Although ADHD is often regarded as a school-based disorder, with poor academic
performance frequently cited as the most serious consequence of undertreatment,
the impact ADHD can have on driving performance is also profound. Results
from this study suggest that when the focus of ADHD treatment is solely on
minimizing symptoms during the school day, it may have potentially dangerous
consequences for after school driving. Thus, when medication treatment
has been determined to be an appropriate treatment for a teenager, consideration
should be given to a treatment approach that may reduce the risk of driving
accidents during evening hours, as well as during the day.
There are limitations to this study that are important to be aware of.
First, adolescent females were not included, and the extent to which similar
results would be found with girls is unknown. Second, only 6 adolescent
males were tested, which is why the authors describe their results as preliminary.

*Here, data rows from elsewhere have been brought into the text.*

PR #4995, opened 2026-08-02
Add Windows 7/8.1 'Please Wait' Restorer mod

babamohammed2022:
This mod replaces the theme-switch overlay with a self-drawn classic 'Please wait' box for Windows 7/8.1. It includes localization support for multiple languages.

## Changelog

* Changelog item 1...
* Changelog item 2...

## Mod authorship

This mod was created by:

- - [X] Claude
- - [ ] ChatGPT
- - [ ] Gemini

### DIFF
--- a/mods/win7-please-wait-restorer.wh.cpp
+++ b/mods/win7-please-wait-restorer.wh.cpp
@@ -1,0 +1,480 @@
+// ==WindhawkMod==
+// @id              win7-please-wait-restorer
+// @name            Windows 7/8.1 "Please Wait" Restorer
+// @description     This mod replaces the theme-switch overlay with a self-drawn classic "Please wait" box
+// @version         1.0.0
+// @author          babamohammed
+// @github          https://github.com/babamohammed2022
+// @include         rundll32.exe
+// @include         explorer.exe
+// @include         SystemSettings.exe
+// @compilerOptions -lgdi32 -lGdiplus
+// ==/WindhawkMod==
+
+// ==WindhawkModReadme==
+/*
+# Windows 7/8.1 "Please Wait" Restorer
+
+## About
+
+When changing the Windows theme, this mod shows the small classic
+"Please wait" box from Windows 7/8.1 instead of the modern full-screen effect.
+The text is shown in the Windows display language when it is supported.
+
+## Screenshot
+
+![screenshot](https://raw.githubusercontent.com/babamohammed2022/babamohammed2022/main/PleaseWait.PNG)
+
+## Notes
+
+The mod has been tested on Windows 10 1809 (build 17763) and Windows 10 21H2 (build 19044)
+Other Windows 10/11 versions may work, but are not guaranteed. If Windows
+changes the internal theme component used by this mod, Windhawk disables the
+mod safely instead of forcing it to run. Additionally, the mod is a best-effort implementation using
+documented Windows functions where appliable to improve the stability of the mod.
+
+## Credits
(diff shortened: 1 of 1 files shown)


babamohammed2022:
I assume that most of the reported issues are rare. The only one that would have been worth noting was related to multi-monitor but I do not possess one so I can't test on it so I'd prefer fixing the problems in a future update if someone reports them because I can't confirm nor deny this while for the number 1 the mod seems to work fine in most of the cases. Unless someone reports a specific error, I think that, to avoid regressions, the mod should be fine unless there are other problems to address
/ready-for-reviewer

m417z:
What about 1? Have you verified via logs that it works correctly and that the `LoadLibraryExW` hook is called with `themeui.dll`? Even if it does today, it's better to apply the recommendation in case it changes in the future.

Regarding "most of the reported issues are rare", I wouldn't say high DPI and multiple monitors are rare. Even if you don't have a second monitor, you should be able to test the mod with high DPI. Up to you.

babamohammed2022:
Thanks for the review. However, my testing and development environment is a 2015 laptop with 4GB RAM with Windows 10 1809 and the mod runs fine on 100% DPI (I've tried to test on 125% DPI and the results were partially correct but it might be a problem with the machine being slow when changing the DPI as it's not the same as using a powerful hardware) while Italian comments do not impact the real user experience so I plan to address them in a future update.
If users report real performance/memory problems on better hardware, I'll fix them. AI review is static analysis and I trust my real-world testing more.
Let me know if there are still want specific fixes before merging
/ready-for-reviewer

m417z:
That's why I suggested to test on high DPI.

About "The backdrop cache is never freed", any reason it's not addressed?

babamohammed2022:
@m417z I've tested on 100% DPI and 125% DPI and it seems to work fine and I've also tried to address the other reported problems. Since there have already been 2 AI reviews, could you do a quick check to see if it is good and ready to be merged?
I've tested on Windows 10 1809 and Windows 10 21H2.

babamohammed2022:
@m417z I've tried to address the remaining problems, is it correct now?

babamohammed2022:
Just to confirm I will request a last AI review
/ai-review

m417z:
How about addressing 2? You can probably hook `private: static __int64 __cdecl CDimmedWindow::WndProc(struct HWND__ *,unsigned int,unsigned __int64,__int64)` in addition to `CDimmedWindow::OnPaint`, and handle `WM_NCDESTROY` like the review suggests.

1 might be worth addressing too, I haven't looked at it in detail.

babamohammed2022:
I think that these problems are related to very specific cases that normally do not happen, usually a person does not test the mod while switching DPIs so I think that, for simpliciy, it would be better to address these reported problems in a future update so that it is more likely that I can receive additional feedback. However, if they are really worth addressing let me know
/ready-for-reviewer

m417z:
It's OK to say that you prefer addressing it in the future, but I don't think it's very specific. People use external monitors, and attaching/detaching a monitor usually changes the DPI as well.

babamohammed2022:
> It's OK to say that you prefer addressing it in the future, but I don't think it's very specific. People use external monitors, and attaching/detaching a monitor usually changes the DPI as well.

Thank you for pointing it out. However, I meant that it's not that it happens a lot and I'd prefer to address more problems in a future update because, in my opinion, since most PRs do not have testers, releasing a decently functional mod makes it more likely to receive feedback and improve it in an iteractive way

However, it was also the case that every participant drove substantially
better during the evening assessments while receiving Concerta, so it is
likely that the findings are robust. As noted above, this study was
published in the Journal of the American
Academy of Child and Adolescent Psychiatry, which is generally regarded
as the premier journal in child psychiatry. It is certainly unusual
that this journal would publish a study that involved only 6 subjects.
I suspect that the reason the editor published the study is because the magnitude
of the findings were so large that she felt it was important for the field
to know about, even though the sample size was small.
Important - As noted in my introduction to this issue, even
though this study indicates that adolescent males drive more safely when
receiving Concerta than when receiving immediate release methylphenidate,
it cannot be concluded that Concerta is superior to other long acting ADHD
medications, e.g., Adderall XR, Ritalin LA, Strattera, as these compounds
were not tested. It is quite possible that these other medications
would be just as effective as Concerta in promoting better driving by teens
during the evening hours. Results from this study should also not be
used to suggest that all adolescent males with ADHD should receive medication
treatment. The impact of treatment on adolescents' driving is only
one of several considerations when deciding on the most appropriate treatment
for an individual teen, and not all teens will have a positive response to
Other interventions, particularly well-conducted behavior therapy,
have been shown to be effective in managing ADHD symptoms. I am not
aware, however, of studies that have examined whether non-medical interventions
also improve the driving safety of teens with ADHD. Studies of non-medical
interventions to improve driving in teens with ADHD would thus be important
to pursue, especially since not all teens will be helped by medication, some
experience intolerable side effects, and some may be unwilling to take medication
regardless of whether it is helpful. Such work could be quite helpful
to parents as they seek the most effective ways to promote safe driving in
their teenage children who have ADHD.